Instructions to follow:
Go through the lines below and copy each one that holds the string "sends".

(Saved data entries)

________________

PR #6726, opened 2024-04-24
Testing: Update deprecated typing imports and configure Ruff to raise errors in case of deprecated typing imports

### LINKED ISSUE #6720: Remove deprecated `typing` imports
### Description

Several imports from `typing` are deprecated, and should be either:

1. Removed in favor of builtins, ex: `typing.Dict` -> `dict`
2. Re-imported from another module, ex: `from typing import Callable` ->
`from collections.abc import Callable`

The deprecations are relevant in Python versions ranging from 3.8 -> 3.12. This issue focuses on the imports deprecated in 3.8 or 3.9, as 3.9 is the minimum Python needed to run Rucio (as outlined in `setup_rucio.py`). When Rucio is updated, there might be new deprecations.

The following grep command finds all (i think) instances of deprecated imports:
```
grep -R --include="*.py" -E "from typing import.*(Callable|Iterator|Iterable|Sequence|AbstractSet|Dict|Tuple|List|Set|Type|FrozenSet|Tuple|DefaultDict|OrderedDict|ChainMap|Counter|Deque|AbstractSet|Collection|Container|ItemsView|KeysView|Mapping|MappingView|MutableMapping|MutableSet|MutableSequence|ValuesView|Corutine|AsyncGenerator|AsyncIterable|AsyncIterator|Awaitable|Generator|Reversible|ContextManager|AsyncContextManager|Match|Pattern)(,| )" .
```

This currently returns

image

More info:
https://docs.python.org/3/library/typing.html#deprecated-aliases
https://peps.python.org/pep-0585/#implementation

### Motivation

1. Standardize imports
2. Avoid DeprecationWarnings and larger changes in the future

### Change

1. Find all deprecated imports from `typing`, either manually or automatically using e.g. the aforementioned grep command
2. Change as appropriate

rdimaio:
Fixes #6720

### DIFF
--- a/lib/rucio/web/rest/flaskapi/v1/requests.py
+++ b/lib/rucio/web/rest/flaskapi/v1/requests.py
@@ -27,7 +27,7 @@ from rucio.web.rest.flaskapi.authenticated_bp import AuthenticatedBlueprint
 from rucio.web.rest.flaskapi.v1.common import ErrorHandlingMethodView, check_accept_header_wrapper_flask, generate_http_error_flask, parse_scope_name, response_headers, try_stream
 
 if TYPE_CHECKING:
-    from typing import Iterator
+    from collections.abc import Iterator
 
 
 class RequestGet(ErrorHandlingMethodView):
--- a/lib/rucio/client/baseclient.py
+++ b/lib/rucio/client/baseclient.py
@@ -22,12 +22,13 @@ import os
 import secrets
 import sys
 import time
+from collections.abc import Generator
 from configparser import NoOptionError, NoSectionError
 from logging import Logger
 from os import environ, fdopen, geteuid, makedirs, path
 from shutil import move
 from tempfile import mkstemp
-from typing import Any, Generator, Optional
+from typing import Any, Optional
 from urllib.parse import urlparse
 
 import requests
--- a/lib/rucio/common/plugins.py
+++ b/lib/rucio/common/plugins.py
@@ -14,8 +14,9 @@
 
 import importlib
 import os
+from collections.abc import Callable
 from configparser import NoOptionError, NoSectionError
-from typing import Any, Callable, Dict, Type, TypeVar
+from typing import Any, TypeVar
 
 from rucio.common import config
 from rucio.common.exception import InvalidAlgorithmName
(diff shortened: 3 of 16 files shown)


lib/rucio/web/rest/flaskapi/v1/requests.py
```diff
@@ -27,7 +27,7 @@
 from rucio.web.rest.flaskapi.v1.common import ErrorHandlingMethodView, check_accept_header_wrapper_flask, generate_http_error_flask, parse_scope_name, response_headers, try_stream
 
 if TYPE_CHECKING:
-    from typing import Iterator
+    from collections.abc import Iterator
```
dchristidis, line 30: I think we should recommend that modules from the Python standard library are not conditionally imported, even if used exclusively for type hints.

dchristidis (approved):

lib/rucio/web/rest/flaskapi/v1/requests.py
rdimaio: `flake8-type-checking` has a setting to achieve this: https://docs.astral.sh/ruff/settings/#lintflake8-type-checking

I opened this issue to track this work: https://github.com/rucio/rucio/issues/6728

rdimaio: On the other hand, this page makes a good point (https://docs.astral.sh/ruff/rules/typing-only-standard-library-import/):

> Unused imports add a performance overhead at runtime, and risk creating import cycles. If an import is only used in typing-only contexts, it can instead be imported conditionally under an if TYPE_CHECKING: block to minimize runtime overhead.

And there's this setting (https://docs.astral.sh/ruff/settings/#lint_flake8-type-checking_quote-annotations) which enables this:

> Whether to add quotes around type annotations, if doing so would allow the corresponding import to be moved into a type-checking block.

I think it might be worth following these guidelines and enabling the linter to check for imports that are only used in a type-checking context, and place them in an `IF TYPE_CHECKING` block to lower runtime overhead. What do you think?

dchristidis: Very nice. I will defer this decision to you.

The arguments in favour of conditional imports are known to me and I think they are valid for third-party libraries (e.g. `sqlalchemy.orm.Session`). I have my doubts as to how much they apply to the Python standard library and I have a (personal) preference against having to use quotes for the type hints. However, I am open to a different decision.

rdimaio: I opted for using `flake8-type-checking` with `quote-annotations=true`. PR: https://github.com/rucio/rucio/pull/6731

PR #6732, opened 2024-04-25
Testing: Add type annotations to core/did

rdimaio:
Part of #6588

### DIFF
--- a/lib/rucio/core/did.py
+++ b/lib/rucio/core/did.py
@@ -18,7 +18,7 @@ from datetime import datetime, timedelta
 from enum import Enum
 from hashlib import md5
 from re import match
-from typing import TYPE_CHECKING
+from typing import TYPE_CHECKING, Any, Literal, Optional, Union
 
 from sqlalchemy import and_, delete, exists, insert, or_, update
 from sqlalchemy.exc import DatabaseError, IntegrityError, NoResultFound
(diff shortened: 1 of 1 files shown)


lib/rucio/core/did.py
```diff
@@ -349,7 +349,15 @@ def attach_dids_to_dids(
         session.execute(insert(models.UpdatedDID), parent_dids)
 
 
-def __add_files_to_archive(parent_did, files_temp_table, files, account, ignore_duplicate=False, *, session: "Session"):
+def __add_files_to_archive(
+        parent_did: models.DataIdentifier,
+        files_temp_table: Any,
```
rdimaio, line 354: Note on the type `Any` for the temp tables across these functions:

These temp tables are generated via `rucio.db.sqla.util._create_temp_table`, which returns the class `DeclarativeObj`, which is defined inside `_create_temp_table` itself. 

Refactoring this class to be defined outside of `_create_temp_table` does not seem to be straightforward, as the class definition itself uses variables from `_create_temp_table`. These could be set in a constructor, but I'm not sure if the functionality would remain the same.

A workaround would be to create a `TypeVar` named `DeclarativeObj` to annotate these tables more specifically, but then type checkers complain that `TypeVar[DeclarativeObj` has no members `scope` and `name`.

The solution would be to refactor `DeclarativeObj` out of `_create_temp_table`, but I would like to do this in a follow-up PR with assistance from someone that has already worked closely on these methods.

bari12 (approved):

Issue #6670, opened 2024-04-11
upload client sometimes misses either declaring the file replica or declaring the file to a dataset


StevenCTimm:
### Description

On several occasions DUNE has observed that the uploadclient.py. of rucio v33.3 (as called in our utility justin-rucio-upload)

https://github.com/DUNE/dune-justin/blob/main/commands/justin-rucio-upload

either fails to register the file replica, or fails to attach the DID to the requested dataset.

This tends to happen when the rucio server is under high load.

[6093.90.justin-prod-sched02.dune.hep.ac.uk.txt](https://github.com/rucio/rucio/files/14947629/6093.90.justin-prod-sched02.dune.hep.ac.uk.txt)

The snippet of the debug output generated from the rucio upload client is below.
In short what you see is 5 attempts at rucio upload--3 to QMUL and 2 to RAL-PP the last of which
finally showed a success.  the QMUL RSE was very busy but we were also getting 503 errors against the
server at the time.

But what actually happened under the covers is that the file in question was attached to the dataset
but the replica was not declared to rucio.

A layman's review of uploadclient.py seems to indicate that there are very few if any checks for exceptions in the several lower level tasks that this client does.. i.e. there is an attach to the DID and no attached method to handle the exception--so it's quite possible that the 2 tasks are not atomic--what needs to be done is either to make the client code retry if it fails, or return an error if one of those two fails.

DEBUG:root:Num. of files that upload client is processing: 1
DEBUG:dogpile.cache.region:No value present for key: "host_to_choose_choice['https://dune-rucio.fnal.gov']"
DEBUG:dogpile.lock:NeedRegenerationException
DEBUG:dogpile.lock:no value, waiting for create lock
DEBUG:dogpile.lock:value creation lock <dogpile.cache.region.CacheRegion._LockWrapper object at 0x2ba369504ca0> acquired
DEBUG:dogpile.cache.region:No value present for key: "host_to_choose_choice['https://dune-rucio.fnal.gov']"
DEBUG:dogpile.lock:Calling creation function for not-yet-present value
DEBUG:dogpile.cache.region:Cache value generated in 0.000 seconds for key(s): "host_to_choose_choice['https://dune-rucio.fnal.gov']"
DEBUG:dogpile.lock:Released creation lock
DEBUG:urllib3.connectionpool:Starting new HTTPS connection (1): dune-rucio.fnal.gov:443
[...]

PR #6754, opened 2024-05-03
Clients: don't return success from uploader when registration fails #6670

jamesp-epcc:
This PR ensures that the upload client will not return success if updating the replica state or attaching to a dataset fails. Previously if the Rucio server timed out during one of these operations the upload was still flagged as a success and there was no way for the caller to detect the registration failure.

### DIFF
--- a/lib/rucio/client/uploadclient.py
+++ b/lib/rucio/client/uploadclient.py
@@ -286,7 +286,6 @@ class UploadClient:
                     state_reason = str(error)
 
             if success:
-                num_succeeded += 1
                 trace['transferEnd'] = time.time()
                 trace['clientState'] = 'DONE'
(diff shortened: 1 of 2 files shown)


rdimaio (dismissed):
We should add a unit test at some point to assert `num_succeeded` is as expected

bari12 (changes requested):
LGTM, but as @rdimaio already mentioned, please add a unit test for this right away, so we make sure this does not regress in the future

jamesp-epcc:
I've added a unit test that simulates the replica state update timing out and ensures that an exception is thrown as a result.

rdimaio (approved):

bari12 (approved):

________________

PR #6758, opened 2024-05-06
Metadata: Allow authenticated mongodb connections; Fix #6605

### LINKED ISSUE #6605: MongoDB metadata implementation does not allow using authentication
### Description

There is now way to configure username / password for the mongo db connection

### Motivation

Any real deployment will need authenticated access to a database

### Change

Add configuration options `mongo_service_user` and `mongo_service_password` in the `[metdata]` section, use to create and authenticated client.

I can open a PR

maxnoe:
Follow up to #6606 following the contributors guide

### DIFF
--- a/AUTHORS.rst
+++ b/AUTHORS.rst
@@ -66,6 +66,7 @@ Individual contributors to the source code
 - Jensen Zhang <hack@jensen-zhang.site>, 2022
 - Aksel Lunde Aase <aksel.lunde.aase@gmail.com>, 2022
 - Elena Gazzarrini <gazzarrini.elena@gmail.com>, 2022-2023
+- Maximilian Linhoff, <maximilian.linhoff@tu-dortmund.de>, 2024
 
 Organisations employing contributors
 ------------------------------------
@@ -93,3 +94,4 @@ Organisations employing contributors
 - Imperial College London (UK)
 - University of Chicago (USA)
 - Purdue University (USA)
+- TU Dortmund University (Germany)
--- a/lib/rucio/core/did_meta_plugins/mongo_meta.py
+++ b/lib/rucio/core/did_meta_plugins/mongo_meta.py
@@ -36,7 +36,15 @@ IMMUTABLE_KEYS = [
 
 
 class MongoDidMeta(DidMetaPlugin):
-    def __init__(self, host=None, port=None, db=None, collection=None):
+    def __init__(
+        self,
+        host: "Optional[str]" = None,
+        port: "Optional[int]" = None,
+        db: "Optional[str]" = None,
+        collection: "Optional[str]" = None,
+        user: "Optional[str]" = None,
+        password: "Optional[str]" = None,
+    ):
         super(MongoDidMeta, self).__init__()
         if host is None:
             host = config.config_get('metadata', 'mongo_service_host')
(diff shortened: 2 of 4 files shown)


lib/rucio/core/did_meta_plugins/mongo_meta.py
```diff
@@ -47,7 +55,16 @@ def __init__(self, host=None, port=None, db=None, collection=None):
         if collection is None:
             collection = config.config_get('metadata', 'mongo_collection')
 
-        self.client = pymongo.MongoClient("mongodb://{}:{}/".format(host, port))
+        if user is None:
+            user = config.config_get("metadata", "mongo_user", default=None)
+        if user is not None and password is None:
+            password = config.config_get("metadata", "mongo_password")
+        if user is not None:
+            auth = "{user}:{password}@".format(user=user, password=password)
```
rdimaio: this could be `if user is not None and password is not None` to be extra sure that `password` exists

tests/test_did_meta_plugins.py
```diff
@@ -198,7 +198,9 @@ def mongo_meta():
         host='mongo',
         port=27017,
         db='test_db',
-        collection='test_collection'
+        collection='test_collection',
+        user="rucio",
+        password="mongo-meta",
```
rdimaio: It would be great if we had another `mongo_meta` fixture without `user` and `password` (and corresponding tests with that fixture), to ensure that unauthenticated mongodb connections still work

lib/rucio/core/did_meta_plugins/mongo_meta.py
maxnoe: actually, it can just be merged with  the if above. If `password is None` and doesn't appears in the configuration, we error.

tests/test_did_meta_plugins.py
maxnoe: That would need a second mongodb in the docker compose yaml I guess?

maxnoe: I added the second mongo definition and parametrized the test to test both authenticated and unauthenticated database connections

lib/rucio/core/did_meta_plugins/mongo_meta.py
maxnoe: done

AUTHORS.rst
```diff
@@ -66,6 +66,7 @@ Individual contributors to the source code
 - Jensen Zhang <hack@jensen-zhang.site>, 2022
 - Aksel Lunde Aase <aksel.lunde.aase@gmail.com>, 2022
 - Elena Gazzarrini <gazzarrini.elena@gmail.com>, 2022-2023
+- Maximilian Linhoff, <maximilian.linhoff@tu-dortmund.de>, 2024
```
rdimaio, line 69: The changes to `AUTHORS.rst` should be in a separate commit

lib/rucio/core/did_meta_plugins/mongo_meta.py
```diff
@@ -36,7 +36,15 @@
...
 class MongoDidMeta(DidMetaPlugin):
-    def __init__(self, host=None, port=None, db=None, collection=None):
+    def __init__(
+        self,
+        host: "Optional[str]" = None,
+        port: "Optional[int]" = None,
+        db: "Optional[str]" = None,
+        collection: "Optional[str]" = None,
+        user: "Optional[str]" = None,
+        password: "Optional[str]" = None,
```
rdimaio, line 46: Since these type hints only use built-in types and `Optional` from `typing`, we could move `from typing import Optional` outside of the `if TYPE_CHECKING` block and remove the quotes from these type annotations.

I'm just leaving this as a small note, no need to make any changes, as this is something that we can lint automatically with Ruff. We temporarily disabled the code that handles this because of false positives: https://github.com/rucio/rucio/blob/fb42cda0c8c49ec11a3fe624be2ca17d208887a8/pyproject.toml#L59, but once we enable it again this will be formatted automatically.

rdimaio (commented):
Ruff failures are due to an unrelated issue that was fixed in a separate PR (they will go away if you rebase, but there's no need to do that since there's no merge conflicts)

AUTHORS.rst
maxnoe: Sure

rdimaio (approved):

________________

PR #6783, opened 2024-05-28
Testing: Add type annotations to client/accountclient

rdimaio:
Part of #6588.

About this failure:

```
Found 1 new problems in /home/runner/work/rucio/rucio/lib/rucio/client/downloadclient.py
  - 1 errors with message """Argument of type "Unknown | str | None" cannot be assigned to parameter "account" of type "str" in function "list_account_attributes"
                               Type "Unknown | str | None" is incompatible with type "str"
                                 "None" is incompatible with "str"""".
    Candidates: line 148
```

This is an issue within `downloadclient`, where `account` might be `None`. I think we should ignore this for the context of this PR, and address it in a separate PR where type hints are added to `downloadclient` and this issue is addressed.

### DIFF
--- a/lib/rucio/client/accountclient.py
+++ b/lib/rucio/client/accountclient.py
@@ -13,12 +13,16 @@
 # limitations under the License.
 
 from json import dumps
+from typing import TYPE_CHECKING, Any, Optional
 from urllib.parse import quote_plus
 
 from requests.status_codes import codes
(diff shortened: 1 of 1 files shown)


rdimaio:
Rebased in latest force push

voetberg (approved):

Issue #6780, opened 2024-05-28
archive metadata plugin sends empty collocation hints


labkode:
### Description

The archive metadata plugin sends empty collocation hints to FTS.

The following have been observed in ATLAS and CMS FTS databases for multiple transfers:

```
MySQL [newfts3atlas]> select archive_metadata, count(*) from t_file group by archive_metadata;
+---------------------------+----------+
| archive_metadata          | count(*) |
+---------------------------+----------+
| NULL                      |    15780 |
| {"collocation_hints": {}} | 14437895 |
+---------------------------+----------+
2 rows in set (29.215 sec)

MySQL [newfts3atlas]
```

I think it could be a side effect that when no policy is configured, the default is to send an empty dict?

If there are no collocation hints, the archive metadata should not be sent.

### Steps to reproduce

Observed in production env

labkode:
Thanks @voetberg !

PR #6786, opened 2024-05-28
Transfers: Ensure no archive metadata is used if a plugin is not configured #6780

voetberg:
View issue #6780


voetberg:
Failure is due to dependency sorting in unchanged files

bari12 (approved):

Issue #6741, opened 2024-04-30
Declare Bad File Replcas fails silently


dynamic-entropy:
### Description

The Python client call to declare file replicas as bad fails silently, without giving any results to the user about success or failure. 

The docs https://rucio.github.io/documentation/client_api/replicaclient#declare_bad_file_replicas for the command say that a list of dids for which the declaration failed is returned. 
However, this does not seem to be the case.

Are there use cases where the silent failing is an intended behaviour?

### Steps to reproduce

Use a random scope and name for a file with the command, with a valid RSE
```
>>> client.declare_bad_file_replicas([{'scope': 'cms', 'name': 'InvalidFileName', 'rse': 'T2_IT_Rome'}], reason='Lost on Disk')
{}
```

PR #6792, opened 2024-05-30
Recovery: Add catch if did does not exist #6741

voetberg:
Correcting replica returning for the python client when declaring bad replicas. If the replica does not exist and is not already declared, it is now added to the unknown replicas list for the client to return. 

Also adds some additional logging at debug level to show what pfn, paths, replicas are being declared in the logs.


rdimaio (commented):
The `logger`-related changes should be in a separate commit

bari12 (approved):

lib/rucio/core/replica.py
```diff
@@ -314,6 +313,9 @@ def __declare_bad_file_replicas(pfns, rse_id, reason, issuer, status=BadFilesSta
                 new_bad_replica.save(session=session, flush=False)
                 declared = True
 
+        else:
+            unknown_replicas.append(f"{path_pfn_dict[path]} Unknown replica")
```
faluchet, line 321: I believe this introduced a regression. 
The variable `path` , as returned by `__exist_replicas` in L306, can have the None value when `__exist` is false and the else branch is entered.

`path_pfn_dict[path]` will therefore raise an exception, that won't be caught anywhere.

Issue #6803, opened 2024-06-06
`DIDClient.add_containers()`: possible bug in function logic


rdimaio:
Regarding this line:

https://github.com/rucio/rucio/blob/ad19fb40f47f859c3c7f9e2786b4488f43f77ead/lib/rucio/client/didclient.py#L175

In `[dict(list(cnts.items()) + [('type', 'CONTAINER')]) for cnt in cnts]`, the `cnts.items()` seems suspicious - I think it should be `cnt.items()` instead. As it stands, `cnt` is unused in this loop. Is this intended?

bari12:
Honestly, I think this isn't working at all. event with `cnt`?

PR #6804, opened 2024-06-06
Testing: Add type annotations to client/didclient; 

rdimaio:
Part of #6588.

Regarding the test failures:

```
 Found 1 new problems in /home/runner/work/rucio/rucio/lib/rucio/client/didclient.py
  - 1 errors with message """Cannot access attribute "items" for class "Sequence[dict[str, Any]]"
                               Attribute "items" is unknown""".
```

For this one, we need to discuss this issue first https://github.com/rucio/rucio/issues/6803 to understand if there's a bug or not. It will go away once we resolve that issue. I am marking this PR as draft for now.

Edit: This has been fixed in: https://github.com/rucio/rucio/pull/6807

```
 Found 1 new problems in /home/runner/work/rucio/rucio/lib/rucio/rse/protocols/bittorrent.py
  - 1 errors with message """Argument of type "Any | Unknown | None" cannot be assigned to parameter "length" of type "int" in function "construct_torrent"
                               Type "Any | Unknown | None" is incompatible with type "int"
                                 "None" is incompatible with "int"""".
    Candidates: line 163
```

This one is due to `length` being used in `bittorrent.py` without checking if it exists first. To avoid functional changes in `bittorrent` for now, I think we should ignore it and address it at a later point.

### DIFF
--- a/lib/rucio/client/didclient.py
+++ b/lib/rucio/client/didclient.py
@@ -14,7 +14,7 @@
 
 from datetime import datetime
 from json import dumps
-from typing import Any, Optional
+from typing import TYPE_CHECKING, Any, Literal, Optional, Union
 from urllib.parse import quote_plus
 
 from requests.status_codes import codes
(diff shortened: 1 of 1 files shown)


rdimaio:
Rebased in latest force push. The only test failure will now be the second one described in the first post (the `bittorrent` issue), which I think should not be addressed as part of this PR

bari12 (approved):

________________

Answer space:
archive metadata plugin sends empty collocation hints
The archive metadata plugin sends empty collocation hints to FTS.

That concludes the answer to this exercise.